Ida Mann Lecture

Pathogenesis and treatment of Graves’ orbitopathy: new insights

Thyroid Eye Disease or Graves’ orbitopathy (GO) is the most frequent orbital disease and one of the most frequent eye diseases at present. GO is a very complex autoimmune disorder with a multifarious presentation, a very disabling course in its more severe manifestations and with a treatment requiring every tool and trick an experienced orbitologist has in stock.

In the late eighties of the last century, consensus was reached about a general management plan consisting of both medical and surgical interventions. The introduction of parameters for disease activity allowed for an evidence based choice between the two options. In the years to come, many randomized clinical trials were performed, which so far resulted in the achievement that intravenously administered high dose methyl-prednisolone offers the best chances for patients with active disease. Although efficacious in up to 80% of patients, the outcome results must not be overestimated. Exophthalmos reduction, for instance, is exceptional.

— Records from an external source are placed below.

PR #1033, opened 2015-09-29
Unit tests for statistics functions

### LINKED ISSUE #780: Add unit tests for statistics wrapper functions
* [x] mean
* [x] var
* [x] stdev
* [x] cov
* [x] median
* [x] corrcoef

9prady9:
Fixes #780 

Unit tests for the following statistics functions
* median
* corrcoef
* mean
* var
* cov
* stdev


shehzan10:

Surgical rehabilitation consists of orbital decompression, squint surgery and eyelid corrections. Numerous papers have shown that orbital decompression is an effective and relatively safe procedure to reduce proptosis. The outcome depends on the number and extent of the removal of the bony walls of the orbit and whether orbital fat is removed. The most common complication is induction of diplopia.

Consensus on the treatment of squint in GO-patients still has to be achieved. In fact, in this field, very little has been published. Not before last year, a first proposal of success criteria for patients with squint within the framework of GO appeared. We are now waiting for comparative studies.
May be one of the greatest challenges for the orbital surgeon is putting the eyelids of GO-patients in their right positions. Several techniques are in use.
Slowly, progress is made unrevealing the immunologic cause of GO. Volumetric and other studies show that two different pathways seem to be involved: an early extraocular muscle inflammation and a late adipogenesis pathway.

At present new generations of anti-inflammatory and immunoregulatory drugs are studied. So far, we are unable to identify new victims of GO and launch prevention strategies. Except of course of discouraging smoking!